Ed. Curtis W. Freeman, James William McClendon Jr., and C. Rosalee Velloso da Silva. Valley Forge: Judson Press, 1999. 436 pages.

This book seeks to answer one question, "Do Baptists have a theological heritage ?" The editors expanded the scope of this volume to include more voices from sectors of Baptist life [as the editors carefully point out], that have often been overlooked, to relate Baptists to other groups in the free church tradition, and to make more primary source material available.

The volume is organized chronologically, beginning with the fifteenth and sixteenth centuries. The largest section of writings are from the twentieth century. Most Part I documents are from the Anabaptist background. Some selections, like those taken from John Smyth, Thomas Helwys, William Carey, and J. M. Carroll, will be more familiar than others and consistent with selections found in Leon McBeth's Sourcebook for Baptist Heritage and William Brackney's Baptist Life and Thought. Others will be less familiar. A few examples would be Helen Barrett Montgomery, Orlando Costas, and Osadolor Imasogie.
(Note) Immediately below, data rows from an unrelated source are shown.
PR #2979, opened 2024-03-05
[torch] Add support for `torch.split_with_sizes` via decompose

rsuderman:
Convert to individiual slices and tuple together as a list.

### DIFF
--- a/lib/Dialect/Torch/Transforms/DecomposeComplexOps.cpp
+++ b/lib/Dialect/Torch/Transforms/DecomposeComplexOps.cpp
@@ -772,7 +772,7 @@ class DecomposeAtenSplitWithSizesOp
     int64_t rank = selfTy.getSizes().size();
     auto resultTy = dyn_cast<Torch::ListType>(op.getResult().getType());
     if (!resultTy)
-      return rewriter.notifyMatchFailure(op, "Result tpe not a list");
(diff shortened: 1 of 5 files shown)


lib/Dialect/Torch/Transforms/DecomposeComplexOps.cpp
```diff
@@ -693,6 +693,131 @@ class DecomposeAtenSelectIntOp : public OpRewritePattern<AtenSelectIntOp> {
...
+      return rewriter.notifyMatchFailure(op, "No split sizes");
+
+    auto selfTy = dyn_cast<BaseTensorType>(self.getType());
+    if (!selfTy || !selfTy.hasSizes())
+      return rewriter.notifyMatchFailure(op, "Self shape unknown");
+
+    int64_t rank = selfTy.getSizes().size();
+    auto resultTy = dyn_cast<Torch::ListType>(op.getResult().getType());
+    if (!resultTy)
+      return rewriter.notifyMatchFailure(op, "Result tpe not a list");
```
ScottTodd, line 775:
```suggestion
    if (!resultTy)
      return rewriter.notifyMatchFailure(op, "Result type not a list");
```

ScottTodd (approved):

In addition to excerpts from fifty different writers, each writer and primary source is introduced by a short biography of the author and brief descriptions of his or her work. Furthermore, an excellent brief overview of each section and the historical context of those documents introduce each century's collection. A helpful bibliography is included, and a chart of "Selected Baptist Voices" is the sole appendix.
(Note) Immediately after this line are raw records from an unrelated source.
PR #2980, opened 2024-03-05
[torch-mlir][sparse] fix for uncoming upstream update

PeimingLiu:
to fix future breakage caused by https://github.com/llvm/llvm-project/pull/84079


aartbik (approved):
Values at the end. The way all sparse engineers would like to see it ;-)
Good to go when bumped.

yinying-lisa-li (approved):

This reader is an excellent resource. Instructors in Baptist history or Baptist theology will want to consider it as a supplemental text. Those using McBeth's Baptist Heritage will probably want to continue to utilize his Sourcebook or Brackney's Baptist Life and Thought. Those using Timothy George and David Dockery's Baptist Theologians or James Tull's Shapers of Baptist Thought as a primary text will definitely want to utilize this reader. Historians and theologians find this volume helpful as will Baptist pastors, laypeople, and virtually anyone interested in Baptist heritage? Those wishing to understand a broader definition of Baptist theology and its position within the larger Christian context will also want to become familiar with its pages. The unfortunate thing is that the editors, like their predecessors, in collecting materials for primary source readers have only begun to scrape the surface. And yes, Baptists do have a theological heritage. Baptist Roots makes that extremely clear.--Reviewed by Michael Williams, dean of the College of Humanities and Social Sciences, Dallas Baptist University.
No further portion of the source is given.